▶ _THE TASK_
This exercise needs the complete data reproduced exactly.

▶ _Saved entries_
%%

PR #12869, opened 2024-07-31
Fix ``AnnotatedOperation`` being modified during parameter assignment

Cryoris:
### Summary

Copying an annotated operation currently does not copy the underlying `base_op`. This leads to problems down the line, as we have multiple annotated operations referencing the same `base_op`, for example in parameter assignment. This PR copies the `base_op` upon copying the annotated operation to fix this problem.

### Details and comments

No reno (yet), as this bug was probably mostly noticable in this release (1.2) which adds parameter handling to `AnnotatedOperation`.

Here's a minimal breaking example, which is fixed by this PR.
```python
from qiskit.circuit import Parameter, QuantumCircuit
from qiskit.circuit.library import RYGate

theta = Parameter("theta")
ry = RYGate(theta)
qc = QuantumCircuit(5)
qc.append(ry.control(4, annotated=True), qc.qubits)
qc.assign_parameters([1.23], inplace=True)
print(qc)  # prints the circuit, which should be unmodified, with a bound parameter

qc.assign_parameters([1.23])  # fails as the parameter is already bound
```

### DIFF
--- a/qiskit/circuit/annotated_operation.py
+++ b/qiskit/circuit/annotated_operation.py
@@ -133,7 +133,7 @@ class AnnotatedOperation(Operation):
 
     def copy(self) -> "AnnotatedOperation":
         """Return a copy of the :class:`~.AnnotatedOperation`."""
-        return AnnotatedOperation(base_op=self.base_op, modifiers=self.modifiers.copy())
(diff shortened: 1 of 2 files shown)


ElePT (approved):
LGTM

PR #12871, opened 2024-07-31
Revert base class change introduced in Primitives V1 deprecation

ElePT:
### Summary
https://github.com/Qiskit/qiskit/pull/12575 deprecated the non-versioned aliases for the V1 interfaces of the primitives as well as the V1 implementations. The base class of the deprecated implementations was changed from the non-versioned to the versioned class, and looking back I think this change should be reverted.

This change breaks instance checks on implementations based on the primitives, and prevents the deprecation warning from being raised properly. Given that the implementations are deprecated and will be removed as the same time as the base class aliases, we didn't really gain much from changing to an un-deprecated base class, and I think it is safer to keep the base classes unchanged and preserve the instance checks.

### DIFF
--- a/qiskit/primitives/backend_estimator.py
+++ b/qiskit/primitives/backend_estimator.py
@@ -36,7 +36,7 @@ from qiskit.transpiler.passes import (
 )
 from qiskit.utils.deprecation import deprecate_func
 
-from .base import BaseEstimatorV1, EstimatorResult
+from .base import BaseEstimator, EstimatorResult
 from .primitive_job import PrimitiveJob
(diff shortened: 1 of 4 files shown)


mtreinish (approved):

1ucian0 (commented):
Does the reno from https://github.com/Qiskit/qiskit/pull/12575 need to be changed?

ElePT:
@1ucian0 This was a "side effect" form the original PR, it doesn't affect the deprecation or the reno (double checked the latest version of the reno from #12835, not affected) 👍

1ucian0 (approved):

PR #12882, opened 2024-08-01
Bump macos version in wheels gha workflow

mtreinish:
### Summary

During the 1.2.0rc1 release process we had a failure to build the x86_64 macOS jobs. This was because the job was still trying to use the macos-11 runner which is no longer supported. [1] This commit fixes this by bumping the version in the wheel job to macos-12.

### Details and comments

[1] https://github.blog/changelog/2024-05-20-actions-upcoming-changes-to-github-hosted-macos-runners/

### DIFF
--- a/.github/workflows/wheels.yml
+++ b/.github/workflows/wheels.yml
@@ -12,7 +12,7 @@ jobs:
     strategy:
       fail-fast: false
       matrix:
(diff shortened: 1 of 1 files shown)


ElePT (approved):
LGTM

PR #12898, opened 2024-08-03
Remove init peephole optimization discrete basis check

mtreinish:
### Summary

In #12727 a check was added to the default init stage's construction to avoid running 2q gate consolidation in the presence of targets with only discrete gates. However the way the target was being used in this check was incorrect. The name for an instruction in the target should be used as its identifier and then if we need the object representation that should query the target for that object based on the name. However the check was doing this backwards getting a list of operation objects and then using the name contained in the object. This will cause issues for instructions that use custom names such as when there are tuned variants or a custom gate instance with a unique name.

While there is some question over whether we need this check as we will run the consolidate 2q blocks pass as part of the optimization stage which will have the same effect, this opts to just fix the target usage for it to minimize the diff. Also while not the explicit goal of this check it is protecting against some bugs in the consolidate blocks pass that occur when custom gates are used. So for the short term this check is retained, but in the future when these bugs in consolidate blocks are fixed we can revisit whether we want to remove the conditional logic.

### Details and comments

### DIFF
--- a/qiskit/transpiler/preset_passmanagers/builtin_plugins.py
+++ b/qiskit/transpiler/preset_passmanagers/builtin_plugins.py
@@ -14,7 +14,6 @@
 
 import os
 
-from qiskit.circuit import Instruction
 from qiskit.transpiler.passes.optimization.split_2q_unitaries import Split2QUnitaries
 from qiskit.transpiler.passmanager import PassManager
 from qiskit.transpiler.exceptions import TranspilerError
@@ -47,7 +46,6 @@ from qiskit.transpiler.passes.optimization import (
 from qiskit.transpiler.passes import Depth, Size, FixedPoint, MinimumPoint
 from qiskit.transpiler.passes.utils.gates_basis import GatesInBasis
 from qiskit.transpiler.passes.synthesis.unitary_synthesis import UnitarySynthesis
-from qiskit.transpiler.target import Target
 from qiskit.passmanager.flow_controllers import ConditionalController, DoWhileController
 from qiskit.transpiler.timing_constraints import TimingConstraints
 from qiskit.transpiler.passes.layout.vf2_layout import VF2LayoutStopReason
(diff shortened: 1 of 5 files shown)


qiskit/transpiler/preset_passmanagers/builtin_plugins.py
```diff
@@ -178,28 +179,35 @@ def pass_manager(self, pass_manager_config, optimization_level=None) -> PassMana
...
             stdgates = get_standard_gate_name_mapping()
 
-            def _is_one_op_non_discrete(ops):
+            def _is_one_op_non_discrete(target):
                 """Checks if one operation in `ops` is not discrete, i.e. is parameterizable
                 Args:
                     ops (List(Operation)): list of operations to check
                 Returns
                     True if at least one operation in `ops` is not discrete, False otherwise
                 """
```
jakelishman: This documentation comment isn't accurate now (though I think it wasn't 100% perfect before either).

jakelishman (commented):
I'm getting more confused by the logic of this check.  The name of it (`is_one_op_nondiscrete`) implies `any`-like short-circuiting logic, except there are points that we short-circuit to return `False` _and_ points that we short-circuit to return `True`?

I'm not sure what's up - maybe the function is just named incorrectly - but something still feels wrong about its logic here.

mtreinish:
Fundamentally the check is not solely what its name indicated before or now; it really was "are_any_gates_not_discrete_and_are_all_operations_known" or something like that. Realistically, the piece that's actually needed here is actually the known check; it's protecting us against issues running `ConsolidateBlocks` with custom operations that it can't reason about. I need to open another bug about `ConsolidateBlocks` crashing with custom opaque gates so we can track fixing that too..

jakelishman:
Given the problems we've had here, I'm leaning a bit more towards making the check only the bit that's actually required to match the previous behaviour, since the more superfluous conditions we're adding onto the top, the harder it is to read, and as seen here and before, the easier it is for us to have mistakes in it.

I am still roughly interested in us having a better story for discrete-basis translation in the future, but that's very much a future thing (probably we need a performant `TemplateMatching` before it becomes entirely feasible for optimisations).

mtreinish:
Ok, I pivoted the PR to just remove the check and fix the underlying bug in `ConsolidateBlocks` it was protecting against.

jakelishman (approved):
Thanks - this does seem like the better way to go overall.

%%

▶ _WRITTEN REPLY_
PR #12869, opened 2024-07-31
Fix ``AnnotatedOperation`` being modified during parameter assignment

Cryoris:
### Summary

Copying an annotated operation currently does not copy the underlying `base_op`. This leads to problems down the line, as we have multiple annotated operations referencing the same `base_op`, for example in parameter assignment. This PR copies the `base_op` upon copying the annotated operation to fix this problem.

### Details and comments

No reno (yet), as this bug was probably mostly noticable in this release (1.2) which adds parameter handling to `AnnotatedOperation`.

Here's a minimal breaking example, which is fixed by this PR.
```python
from qiskit.circuit import Parameter, QuantumCircuit
from qiskit.circuit.library import RYGate

theta = Parameter("theta")
ry = RYGate(theta)
qc = QuantumCircuit(5)
qc.append(ry.control(4, annotated=True), qc.qubits)
qc.assign_parameters([1.23], inplace=True)
print(qc)  # prints the circuit, which should be unmodified, with a bound parameter

qc.assign_parameters([1.23])  # fails as the parameter is already bound
```

### DIFF
--- a/qiskit/circuit/annotated_operation.py
+++ b/qiskit/circuit/annotated_operation.py
@@ -133,7 +133,7 @@ class AnnotatedOperation(Operation):
 
     def copy(self) -> "AnnotatedOperation":
         """Return a copy of the :class:`~.AnnotatedOperation`."""
-        return AnnotatedOperation(base_op=self.base_op, modifiers=self.modifiers.copy())
(diff shortened: 1 of 2 files shown)


ElePT (approved):
LGTM

PR #12871, opened 2024-07-31
Revert base class change introduced in Primitives V1 deprecation

ElePT:
### Summary
https://github.com/Qiskit/qiskit/pull/12575 deprecated the non-versioned aliases for the V1 interfaces of the primitives as well as the V1 implementations. The base class of the deprecated implementations was changed from the non-versioned to the versioned class, and looking back I think this change should be reverted.

This change breaks instance checks on implementations based on the primitives, and prevents the deprecation warning from being raised properly. Given that the implementations are deprecated and will be removed as the same time as the base class aliases, we didn't really gain much from changing to an un-deprecated base class, and I think it is safer to keep the base classes unchanged and preserve the instance checks.

### DIFF
--- a/qiskit/primitives/backend_estimator.py
+++ b/qiskit/primitives/backend_estimator.py
@@ -36,7 +36,7 @@ from qiskit.transpiler.passes import (
 )
 from qiskit.utils.deprecation import deprecate_func
 
-from .base import BaseEstimatorV1, EstimatorResult
+from .base import BaseEstimator, EstimatorResult
 from .primitive_job import PrimitiveJob
(diff shortened: 1 of 4 files shown)


mtreinish (approved):

1ucian0 (commented):
Does the reno from https://github.com/Qiskit/qiskit/pull/12575 need to be changed?

ElePT:
@1ucian0 This was a "side effect" form the original PR, it doesn't affect the deprecation or the reno (double checked the latest version of the reno from #12835, not affected) 👍

1ucian0 (approved):

PR #12882, opened 2024-08-01
Bump macos version in wheels gha workflow

mtreinish:
### Summary

During the 1.2.0rc1 release process we had a failure to build the x86_64 macOS jobs. This was because the job was still trying to use the macos-11 runner which is no longer supported. [1] This commit fixes this by bumping the version in the wheel job to macos-12.

### Details and comments

[1] https://github.blog/changelog/2024-05-20-actions-upcoming-changes-to-github-hosted-macos-runners/

### DIFF
--- a/.github/workflows/wheels.yml
+++ b/.github/workflows/wheels.yml
@@ -12,7 +12,7 @@ jobs:
     strategy:
       fail-fast: false
       matrix:
(diff shortened: 1 of 1 files shown)


ElePT (approved):
LGTM

PR #12898, opened 2024-08-03
Remove init peephole optimization discrete basis check

mtreinish:
### Summary

In #12727 a check was added to the default init stage's construction to avoid running 2q gate consolidation in the presence of targets with only discrete gates. However the way the target was being used in this check was incorrect. The name for an instruction in the target should be used as its identifier and then if we need the object representation that should query the target for that object based on the name. However the check was doing this backwards getting a list of operation objects and then using the name contained in the object. This will cause issues for instructions that use custom names such as when there are tuned variants or a custom gate instance with a unique name.

While there is some question over whether we need this check as we will run the consolidate 2q blocks pass as part of the optimization stage which will have the same effect, this opts to just fix the target usage for it to minimize the diff. Also while not the explicit goal of this check it is protecting against some bugs in the consolidate blocks pass that occur when custom gates are used. So for the short term this check is retained, but in the future when these bugs in consolidate blocks are fixed we can revisit whether we want to remove the conditional logic.

### Details and comments

### DIFF
--- a/qiskit/transpiler/preset_passmanagers/builtin_plugins.py
+++ b/qiskit/transpiler/preset_passmanagers/builtin_plugins.py
@@ -14,7 +14,6 @@
 
 import os
 
-from qiskit.circuit import Instruction
 from qiskit.transpiler.passes.optimization.split_2q_unitaries import Split2QUnitaries
 from qiskit.transpiler.passmanager import PassManager
 from qiskit.transpiler.exceptions import TranspilerError
@@ -47,7 +46,6 @@ from qiskit.transpiler.passes.optimization import (
 from qiskit.transpiler.passes import Depth, Size, FixedPoint, MinimumPoint
 from qiskit.transpiler.passes.utils.gates_basis import GatesInBasis
 from qiskit.transpiler.passes.synthesis.unitary_synthesis import UnitarySynthesis
-from qiskit.transpiler.target import Target
 from qiskit.passmanager.flow_controllers import ConditionalController, DoWhileController
 from qiskit.transpiler.timing_constraints import TimingConstraints
 from qiskit.transpiler.passes.layout.vf2_layout import VF2LayoutStopReason
(diff shortened: 1 of 5 files shown)


qiskit/transpiler/preset_passmanagers/builtin_plugins.py
```diff
@@ -178,28 +179,35 @@ def pass_manager(self, pass_manager_config, optimization_level=None) -> PassMana
...
             stdgates = get_standard_gate_name_mapping()
 
-            def _is_one_op_non_discrete(ops):
+            def _is_one_op_non_discrete(target):
                 """Checks if one operation in `ops` is not discrete, i.e. is parameterizable
                 Args:
                     ops (List(Operation)): list of operations to check
                 Returns
                     True if at least one operation in `ops` is not discrete, False otherwise
                 """
```
jakelishman: This documentation comment isn't accurate now (though I think it wasn't 100% perfect before either).

jakelishman (commented):
I'm getting more confused by the logic of this check.  The name of it (`is_one_op_nondiscrete`) implies `any`-like short-circuiting logic, except there are points that we short-circuit to return `False` _and_ points that we short-circuit to return `True`?

I'm not sure what's up - maybe the function is just named incorrectly - but something still feels wrong about its logic here.

mtreinish:
Fundamentally the check is not solely what its name indicated before or now; it really was "are_any_gates_not_discrete_and_are_all_operations_known" or something like that. Realistically, the piece that's actually needed here is actually the known check; it's protecting us against issues running `ConsolidateBlocks` with custom operations that it can't reason about. I need to open another bug about `ConsolidateBlocks` crashing with custom opaque gates so we can track fixing that too..

jakelishman:
Given the problems we've had here, I'm leaning a bit more towards making the check only the bit that's actually required to match the previous behaviour, since the more superfluous conditions we're adding onto the top, the harder it is to read, and as seen here and before, the easier it is for us to have mistakes in it.

I am still roughly interested in us having a better story for discrete-basis translation in the future, but that's very much a future thing (probably we need a performant `TemplateMatching` before it becomes entirely feasible for optimisations).

mtreinish:
Ok, I pivoted the PR to just remove the check and fix the underlying bug in `ConsolidateBlocks` it was protecting against.

jakelishman (approved):
Thanks - this does seem like the better way to go overall.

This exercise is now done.